Après cette parenthèse, rare moment d'union nationale pour rendre hommage aux morts de la Deuxième guerre mondiale, François Hollande devait prendre quelques heures de repos avant de replonger dans ses chantiers prioritaires : la formation d'un gouvernement et la préparation du premier grand rendez-vous européen avec la chancelière allemande.
La rencontre avec Angela Merkel, qui aura lieu immédiatement après son investiture, s'annonce délicate : François Hollande sera accueilli à Berlin à "bras ouverts" mais pas question de renégocier le traité de discipline budgétaire européen, déjà signé par 25 des 27 pays de l'UE, a-t-elle prévenu lundi.
François Hollande a de son côté envoyé aussi un message de fermeté à travers une interview réalisé à Slate.fr avant son élection mais relue après: "Nos amis allemands", dans les discussions sur la croissance, "ne peuvent pas poser deux verrous à la fois, un sur les eurobonds (obligations européennes) et un autre sur le refinancement direct des dettes par la BCE".

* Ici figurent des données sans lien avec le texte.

PR #614, opened 2023-02-24
Improve piping support and add `-` alias.

LunaAmora:
- [Fixes `w4 run` piping](https://github.com/aduros/wasm4/commit/1d1f2b7c6b1da2bce2dacdf16da64d12f0e0afc8)
   - Waits for the end of the input instead of starting the server automatically without the cart.
- [Adds piping support to the native backend](https://github.com/aduros/wasm4/commit/19074ad63358cd8a72cd941623e4477c6bd024dd)
   - Avaiable from both the executable and the `w4 -run-native` cli option
- Adds `-` as an alias for `/dev/stdin` for both backends.
   - Both should work on windows, but was not tested

### DIFF
--- a/cli/lib/server.js
+++ b/cli/lib/server.js
@@ -5,7 +5,7 @@ const path = require("path");
 const qrcode = require("qrcode");
 const { Server: WebSocketServer } = require("ws");
 const open = require("open");
-const { exit } = require("process");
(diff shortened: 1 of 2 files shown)


aduros:
Thanks!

Pour Pierre Moscovici, responsable de la transition dans l'équipe de François Hollande, "une explication de fond" est nécessaire entre les deux dirigeants, mais au final, a-t-il assuré, "on trouvera un compromis" sur la croissance. "Cette préoccupation est en train de progresser" en Europe, a-t-il également dit.
Dans beaucoup de pays d'Europe, l'arrivée au pouvoir du socialiste français est vue comme l'occasion de sortir de politiques uniquement tournées vers l'austérité. Et elle n'a pas affolé les marchés.

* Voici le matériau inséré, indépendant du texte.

PR #621, opened 2023-03-07
Fix explanation of DRAW_COLORS

StijnRuts:
Order of fill and outline was swapped


aduros:
`DRAW_COLORS` is indexed low bits to high bits, so the example of `*DRAW_COLORS = 0x42` is read right-to-left: color 1 is 2 and color 2 is 4, color 3 is 0, and color 4 is 0.

This may seem kinda backwards at first, but it allows you to omit the high bits, eg: just `*DRAW_COLORS = 0x2` to change the fill color of rectangles and everything else transparent.

StijnRuts:
I see, that makes sense.
The use of 'first' and 'second' color is a bit ambiguous tough. I have added the clarification of low/high bits.

PR #628, opened 2023-03-25
Improve crashes and bluescreening

majaha:
This pull request simplifies the bluescreening logic, and fixes some bugs where errors were getting swallowed when the cart failed to instantiate by re-throwing them.


aduros (commented):
Thanks! Good changes for the most part, but let's keep the `start` and `update` exports optional instead of raising an error.

majaha:
Ah yes, good point!

majaha:
I've pushed the fix.

PR #629, opened 2023-03-25
fix compilation for Zig 0.11.0

### LINKED ISSUE #619: Zig v0.11 breaks w4's build file
Relevant post: https://devlog.hexops.com/2023/zig-0-11-breaking-build-changes/

Version 0.11 of Zig (still in pre-release) introduced breaking changes to the build system. Now, running `zig build` on the files generated by w4 puts out this error:

```
error: no field or member function named 'standardReleaseOptions' in 'Build'
```

Though you might want to wait until the stable release before trying to fix this, it's possible they might make more changes. "The breakings will continue", as the lead Zig dev once said 👀

wooster0:
This makes the w4 template for Zig work for me. I think the majority of breaking changes are done and it might stay like this until 0.11 is released. You might want to merge this only when 0.11 is actually released, though, so I marked this PR as a draft because things might still change.

Fixes #619

### DIFF
--- a/cli/assets/templates/zig/build.zig
+++ b/cli/assets/templates/zig/build.zig
@@ -16,7 +16,7 @@ pub fn build(b: *std.Build) !void {
     lib.stack_size = 14752;
 
     // Export WASM-4 symbols
-    lib.rdynamic = true;
+    lib.export_symbol_names = &[_][]const u8{ "start", "update" };
 
     lib.install();
 }
--- a/cli/assets/templates/zig/build.zig
+++ b/cli/assets/templates/zig/build.zig
@@ -18,5 +18,5 @@ pub fn build(b: *std.Build) !void {
     // Export WASM-4 symbols
     lib.export_symbol_names = &[_][]const u8{ "start", "update" };
 
-    lib.install();
+    b.installArtifact(lib);
 }
--- a/cli/assets/templates/zig/build.zig
+++ b/cli/assets/templates/zig/build.zig
@@ -1,18 +1,22 @@
 const std = @import("std");
 
-pub fn build(b: *std.build.Builder) !void {
-    const mode = b.standardReleaseOptions();
-    const lib = b.addSharedLibrary("cart", "src/main.zig", .unversioned);
+pub fn build(b: *std.Build) !void {
+    const optimize = b.standardOptimizeOption(.{});
 
-    lib.setBuildMode(mode);
-    lib.setTarget(.{ .cpu_arch = .wasm32, .os_tag = .freestanding });
+    const lib = b.addSharedLibrary(.{
+        .name = "cart",
+        .root_source_file = .{ .path = "src/main.zig" },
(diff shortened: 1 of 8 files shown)


cli/assets/templates/zig/build.zig
```diff
@@ -1,18 +1,22 @@
...
-    lib.setBuildMode(mode);
-    lib.setTarget(.{ .cpu_arch = .wasm32, .os_tag = .freestanding });
     lib.import_memory = true;
     lib.initial_memory = 65536;
     lib.max_memory = 65536;
     lib.stack_size = 14752;
 
     // Export WASM-4 symbols
-    lib.export_symbol_names = &[_][]const u8{ "start", "update" };
+    lib.export_symbol_names = &[_][]const u8{ "update" };
```
aduros, line 19: Is removing "start" here intentional?

aduros:
Thanks for this!

cli/assets/templates/zig/build.zig
r00ster91: Yes, I got a compile error with it included. `start` is already exported by default.

r00ster91: Ok I've done some research and here's what I've found:
1. We could either do it the current way `lib.export_symbol_names = &[_][]const u8{ "start", "update" };` and require the user to have `export fn start() void {}` in their  code if they have no `start` code.
2. We could do `lib.rdynamic = true;` which will actually include all exported functions in the Wasm binary. I think this is the best approach because it doesn't require the user to have `export fn start() void {}` in their code or even know about the existence of `start` to make their game run. I don't think it'll be a problem to always include all functions that are explicitly marked as `export` in the Zig code.

aduros: Requiring the `export` keyword on the `start` and `update` functions sounds fine to me.

r00ster91: Done

luehmann (commented):
I think you'll also need to remove the no longer present `--prominent-compile-errors` flag from https://github.com/aduros/wasm4/blob/950ad1cdf1829cc0415d6b4ce27dcd2b448a85c6/cli/lib/watch.js#L23

ibillingsley:
Zig 0.11.0 is now released: https://ziglang.org/download/0.11.0/release-notes.html

[wasm4.zig](https://github.com/aduros/wasm4/blob/main/cli/assets/templates/zig/src/wasm4.zig) in the template also needs a small update, `@intToPtr` → `@ptrFromInt`

See https://github.com/ibillingsley/wasm4-gamejam/commit/8d5771c21cbc88ab777c64fd5c62ecd652cf24b9#diff-ab4b0a94f8632ca185834ce5d0090b3342a6772579dcaf8cc42b1de37aaaf514

aduros:
I haven't gotten a chance to test this personally, but the PR looks good to me!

Lundi, les bourses ont terminé nettement dans le vert, la France a pu lever sans difficulté près de 8 milliards d'euros à court terme et l'agence de notation financière Standard and Poor's a estimé que l'élection du socialiste français n'aurait "pas d'impact immédiat" sur la notation du pays.

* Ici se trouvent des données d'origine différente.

PR #630, opened 2023-03-26
Remove duplicate instructions in web and native runtime's `oval()`

grantshandy:
While fixing [wasmstation](https://github.com/wasmstation/wasmstation)'s oval() I found that there are quite a few little "twice-defined values" in this function.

Mais la fragilité de la zone euro et la crainte d'une nouvelle crise après les élections législatives de dimanche en Grèce, où la constitution du gouvernement relève du casse-tête, inquiète.
Mardi, le Japon a demandé à François Hollande de respecter ses engagements en matière de maîtrise du déficit (qui doit être ramené à zéro en 2017) et s'est inquiété de possibles nouvelles perturbations sur les marchés. "Nous voulons qu'il fasse ce qui a été décidé jusqu'à présent", a déclaré le ministre japonais des Finances, Jun Azumi, lors d'une conférence de presse.
Outre son rendez-vous à Berlin, François Hollande doit se préparer pour les sommets du G8 puis de l'Otan aux Etats-Unis du 18 au 21 mai, précédés d'une rencontre à la Maison Blanche avec Barack Obama. Le retrait des troupes françaises d'Afghanistan, que François Hollande veut dès la fin de l'année, constitue un "dossier difficile", a prévenu le président américain.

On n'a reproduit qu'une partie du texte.